If I want to do this "properly" it's a lot of work. I'd get 3 or more
independent VPN providers and run the test while connected to each,
independently or in series. I'd run everything in a VM that I created from a
verified source 5+ years ago on hardware from 10+ years ago[1]. I would have
to categorize and confirm that every vulnerability in all software was either
fixable via configuration, or couldn't contribute to remote compromise of the
box. I'd run the test with and without Tor, hard-resetting the VM to its
initial state for every variation and comparing the results across every run
to detect abnormalities. I'd confirm the content at Archive, CommonCrawl,
Yahoo, Google and at least one foreign provider, Yandex or Baidu or whoever
else I could track down. I'd look for that same string in all places I could
find it (web, newsgroups, torrents, friends, friends-of-friends), and confirm
that neither those pages nor any linked pages contain invalidations, or if any
of them contain further evidence to support the identity of said key. By
"linked" I mean both links from those pages, and anything I could discover via
search engine pointing to those pages independently. I'd go find some old
torrents or archives of older versions of the binaries and/or signatures, and
confirm that their content matches the published content. I'd confirm that the
old key was in use before 0.11, and that the new key is indeed the one that
signed release 0.11+. I'm sure there are some further steps I could take to
invalidate any known or theorized attacks from state-level agencies, but at
this point it's probably more difficult to fake than a GPG signature.

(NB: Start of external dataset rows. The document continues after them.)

PR #258, opened 2024-04-23
Pr/189 update

HalosGhost:
This simply rebases and updates #189.

I've done a bit of local testing, and this dramatically reduces the impact of enabling sentinel attestations.

@anders94 had a suggestion to prefer `n_threads` == `std::thread::hardware_concurrency() - 1`; I'm going to run a few tests to see if one or the other has an obvious performance benefit, and then I believe this is likely ready-to-merge.

### DIFF
--- a/CMakeLists.txt
+++ b/CMakeLists.txt
@@ -54,7 +54,7 @@ if(DEFINED CMAKE_PREFIX_PATH)
 endif()
 
 if(CMAKE_BUILD_TYPE STREQUAL "Debug")
-    add_compile_options(-fprofile-arcs -ftest-coverage)
+    add_compile_options(-fprofile-arcs -ftest-coverage -Og -ggdb3)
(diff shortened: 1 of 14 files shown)


HalosGhost:
I've not yet addressed Anders's suggestion. Hoping to test that later this week.

HalosGhost:
@anders94 I did some initial (read: *not* thorough) testing reducing the validation-thread-count in the coordinators/shards by 1, and see negligible difference (if anything slightly higher latency / lower throughput); but I've not tested at particularly large configurations.

Do you have time later today or tomorrow to hop on a call and I can walk through the preliminary results I have and we can see if it feels like I should run a few more tests (i.e., just to eliminate the possibility of noise, or at larger configurations to potentially amplify the effects)?

anders94:
Yep, let's do it.

PR #626, opened 2024-02-14
Move usePrices to query

argaen:
Started trying to optimise the `usePrices` query by modifying the cached data but then realizing it's a bit more complicated due to using `upserts` for inserting new prices which means we have to check via `guid` but also via the conflict keys when upserting. For now taking the strategy of invalidating the keys.

### DIFF
--- a/src/app/dashboard/commodities/[guid]/page.tsx
+++ b/src/app/dashboard/commodities/[guid]/page.tsx
@@ -2,6 +2,7 @@
 
 import React from 'react';
 import { BiEdit, BiPlusCircle } from 'react-icons/bi';
+import Link from 'next/link';
 
 import { useCommodity, usePrices } from '@/hooks/api';
 import FormButton from '@/components/buttons/FormButton';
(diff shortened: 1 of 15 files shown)


src/app/dashboard/commodities/[guid]/page.tsx
```diff
@@ -102,7 +103,14 @@ export default function CommodityPage({ params }: CommodityPageProps): JSX.Eleme
...
                   <span className="title text-lg">
-                    {`${commodity.mnemonic} - ${byCurrencyPrices[0].currency.mnemonic} price data`}
+                    {`${commodity.mnemonic} - `}
+                    <Link
+                      href={`/dashboard/commodities/${byCurrencyPrices[0].currency.guid}`}
+                    >
+                      {byCurrencyPrices[0].currency.mnemonic}
+                    </Link>
+                    {' '}
+                    price data
```
Comment (argaen) [inline src/app/dashboard/commodities/[guid]/page.tsx:113]: Unrelated but useful, adding a link to the currency so can jump directly

src/book/entities/Price.ts
```diff
@@ -94,6 +98,64 @@ export default class Price extends BaseEntity {
...
     return `${this.date.toISODate()}.${this.commodity.mnemonic}.${this.currency.mnemonic}`;
   }
+
+  async save(): Promise<this> {
+    await Price.upsert(
+      [this],
+      {
+        conflictPaths: ['fk_commodity', 'fk_currency', 'date'],
+      },
+    );
```
argaen, line 108: instead of having to use `upsert` in forms or other parts where we have to remember that, now we just make sure that any save creates an upsert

And obviously I'm a sockpuppet - nobody should listen to random strangers on
the internet without verifying their identity as well! You could look at my
keybase profile, but A) that's easy to fake and B) that's not the key I used
to sign above - clearly something hinkey is going on. ;)

[0]
[https://chrome.google.com/webstore/detail/ext/apmlngnhgbnjpa...](https://chrome.google.com/webstore/detail/ext/apmlngnhgbnjpajelfkmabhkfapgnoai?hl=en)
[1] [https://libreboot.org/faq/#intel](https://libreboot.org/faq/#intel)

------
vog
This is why I love the approach taken by Debian (and most other distros).

Although they provide binary packages, they insist on building everything from
source, independently from the upstream projects such as Bitcoin. Moreover,
the build process itself must be able to run entirely with Free Software. And
the same must hold for all dependencies. Otherwise a package can't make into
their "main" distribution (just into "contrib" or "non-free", but users of
these parts are warned).

That way, an attacker can't simply tamper with binaries. They have to
distribute the manipulates sources instead. Although that kind of attack may
still be feasible, it requires a lot more openness from the attacker than just
changing sources privately and distributing merely faulty binaries.

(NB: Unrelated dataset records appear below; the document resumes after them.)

PR #630, opened 2024-02-14
Move use investments to query

argaen:
This one was a bit more complex compared to the previous ones as we've modified the current hook to make use of dependant data so whenever there are updates, the investment gets updated accordingly too.

### DIFF
--- a/src/app/dashboard/investments/page.tsx
+++ b/src/app/dashboard/investments/page.tsx
@@ -15,11 +15,11 @@ import Money from '@/book/Money';
 import * as API from '@/hooks/api';
 
 export default function InvestmentsPage(): JSX.Element {
-  const { data: investments, isLoading } = API.useInvestments();
+  const { data: investments, isPending } = API.useInvestments();
   const { data: currency } = API.useMainCurrency();
   const mainCurrency = currency?.mnemonic || 'EUR';
 
-  if (isLoading) {
+  if (isPending) {
     return (
       <div className="h-screen">
         <div className="flex text-sm h-3/4 place-content-center place-items-center">
--- a/src/app/dashboard/layout.tsx
+++ b/src/app/dashboard/layout.tsx
@@ -20,7 +20,7 @@ const queryClient = new QueryClient({
       refetchOnMount: false,
       refetchOnReconnect: false,
       refetchOnWindowFocus: false,
-      gcTime: 3600000,
+      gcTime: 300000,
     },
   },
 });
--- a/src/hooks/api/useInvestments.ts
+++ b/src/hooks/api/useInvestments.ts
@@ -1,0 +1,26 @@
+import {
+  useQuery,
+  UseQueryResult,
+} from '@tanstack/react-query';
+
+import { InvestmentAccount } from '@/book/models';
+import { getInvestment, getInvestments } from '@/lib/queries';
+import fetcher from './fetcher';
+
+export function useInvestment(guid: string): UseQueryResult<InvestmentAccount> {
+  const result = useQuery({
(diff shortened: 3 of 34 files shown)


src/app/dashboard/layout.tsx
```diff
@@ -20,7 +20,7 @@ const queryClient = new QueryClient({
       refetchOnMount: false,
       refetchOnReconnect: false,
       refetchOnWindowFocus: false,
-      gcTime: 3600000,
+      gcTime: 300000,
```
argaen, line 23: reducing to 5 minutes to clear up memory more often as we have orphaned keys over time due to how react-query recommends to depend on other data (by creating new keys)

src/app/dashboard/investments/page.tsx
```diff
@@ -15,11 +15,11 @@ import Money from '@/book/Money';
 import * as API from '@/hooks/api';
 
 export default function InvestmentsPage(): JSX.Element {
-  const { data: investments, isLoading } = API.useInvestments();
+  const { data: investments, isPending } = API.useInvestments();
   const { data: currency } = API.useMainCurrency();
   const mainCurrency = currency?.mnemonic || 'EUR';
 
-  if (isLoading) {
+  if (isPending) {
```
argaen, line 22: `isPending` is the recommended approach as we don't want to show `loading` when we fetch data from other keys

src/hooks/api/useInvestments.ts
```diff
@@ -0,0 +1,115 @@
...
+  const { data: mainCurrency, dataUpdatedAt: currencyUpdatedAt } = useMainCurrency();
+
+  const result = useQuery({
+    queryKey: [
+      InvestmentAccount.CACHE_KEY,
+      {
+        account: guid,
+        accountUpdatedAt,
+        splitsUpdatedAt,
+        currencyUpdatedAt,
```
argaen, line 48: using the updatedAt instead of the full object for memory usage sake

src/hooks/api/useInvestments.ts
```diff
@@ -0,0 +1,115 @@
...
+            return newEntities;
+          },
+        );
+
+        return investment;
+      },
+      `${InvestmentAccount.CACHE_KEY}/${guid}`,
+    ),
+    enabled: !!account && !!splits && !!mainCurrency,
+    placeholderData: keepPreviousData,
```
argaen, line 83: this avoids having glitches for when we load a different key. While loading, it keeps the previous data.

src/hooks/api/useInvestments.ts
```diff
@@ -0,0 +1,115 @@
...
+      },
+    ],
+    queryFn: fetcher(
+      async () => {
+        const investment = await initInvestment(
+          account as Account,
+          mainCurrency as Commodity,
+          splits as Split[],
+        );
+        queryClient.setQueryData(
```
argaen, line 58: whenever we create/update a new investment, make sure we update it in the `/api/investments` too. This is the only way of updating as InvestmentAccount is not an entity with a `save` method.

src/hooks/api/useSplits.ts
```diff
@@ -0,0 +1,34 @@
...
+import { Split } from '@/book/entities';
+import type { Account } from '@/book/entities';
+import { getSplits } from '@/lib/queries';
+import fetcher from './fetcher';
+
+/**
+ * This query is mainly used for when we want to retrieve splits for a specific account
+ * so we display them
+ */
+export function useSplits(findOptions: FindOptionsWhere<Account>): UseQueryResult<Split[]> {
```
argaen, line 16: Make it generic so we can pass FindOptions

PR #631, opened 2024-02-14
Fix investment splits ordering

argaen:
We changed the ordering of the splits and didn't reflect as expected in `InvestmentAccount` which caused errors for stocks that had Sell operations. This fixes it.

### DIFF
--- a/package.json
+++ b/package.json
@@ -24,7 +24,7 @@
     "@fontsource/inter": "^5.0.16",
     "@hookform/resolvers": "^3.3.4",
     "@tanstack/react-query": "^5.20.5",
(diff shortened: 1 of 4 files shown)


package.json
```diff
@@ -24,7 +24,7 @@
     "@fontsource/inter": "^5.0.16",
     "@hookform/resolvers": "^3.3.4",
     "@tanstack/react-query": "^5.20.5",
-    "@tanstack/react-table": "^8.11.8",
+    "@tanstack/react-table": "^8.12.0",
```
argaen, line 27: unrelated

PR #633, opened 2024-02-15
Move monthly totals to query

argaen:
This is the final migration from SWR to react-query for data. Only the state is missing which should be quite quick.

Note we've removed the `preloading` of some data we had in the datasource hook so things would load faster because with react-query it doesn't affect. Overall though, first load is a bit slower. I'll be working on this by adding some pagination and moving queries to more granular components. Right now the monthly-totals is way too fat as we load all the history. Some ideas to improve:

- We only need global totals for accounts tree, not per month. This should depend on the date the user selects and the query should be easy to do. The problem comes a bit for nested accounts as we have to accumulate those totals
- For graphs, we only need to show latest 6 months rather than ALL. We could load the rest dynamically whenever the user pans (or disable it and see a better way)

### DIFF
--- a/src/hooks/api/usePrices.ts
+++ b/src/hooks/api/usePrices.ts
@@ -10,10 +10,20 @@ import fetcher from './fetcher';
 /**
  * Returns prices for a given commodity
  */
-export function usePrices(c: Commodity | undefined): UseQueryResult<PriceDBMap> {
+export function usePrices(params: {
+  from?: Commodity,
+  to?: Commodity,
+}): UseQueryResult<PriceDBMap> {
   return useQuery({
-    queryKey: [Price.CACHE_KEY, { commodity: c?.guid }],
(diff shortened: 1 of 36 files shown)


src/hooks/api/usePrices.ts
```diff
@@ -10,10 +10,20 @@ import fetcher from './fetcher';
...
-    enabled: !!c,
+    queryKey: [Price.CACHE_KEY, { from: params.from?.guid, to: params.to?.guid }],
+    queryFn: fetcher(
+      () => getPrices(params),
+      `${Price.CACHE_KEY}/${params.from?.guid}.${params.to?.guid}`,
+    ),
+    enabled: (
+      !!('from' in params && params.from)
+      || !!('to' in params && params.to)
+      || (!('from' in params) && !('to' in params))
```
argaen, line 26: this is to make sure we don't trigger the query when we pass from or to explicitly but with `undefined` value. This usually means the commodity hasn't been loaded yet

This will be futher hardened by Debian's initiative to provide reproducible
builds, so that if one of their many build servers is compromised, this can be
detected by simply comparing hashes of the resulting binary packages produced
by other build servers and/or local build of the maintainers or any curious
user:

[https://wiki.debian.org/ReproducibleBuilds](https://wiki.debian.org/ReproducibleBuilds)

Speaking of Debian, unfortunately Bitcoin never made it beyond Debian/Unstable
(Sid), because the Bitcoin release process appears to be incompatible with the
Debian release process, especially regarding backporting security fixes, so
the Debian people decided to be better safe than sorry:

[https://bugs.debian.org/cgi-
bin/bugreport.cgi?bug=718272](https://bugs.debian.org/cgi-
bin/bugreport.cgi?bug=718272)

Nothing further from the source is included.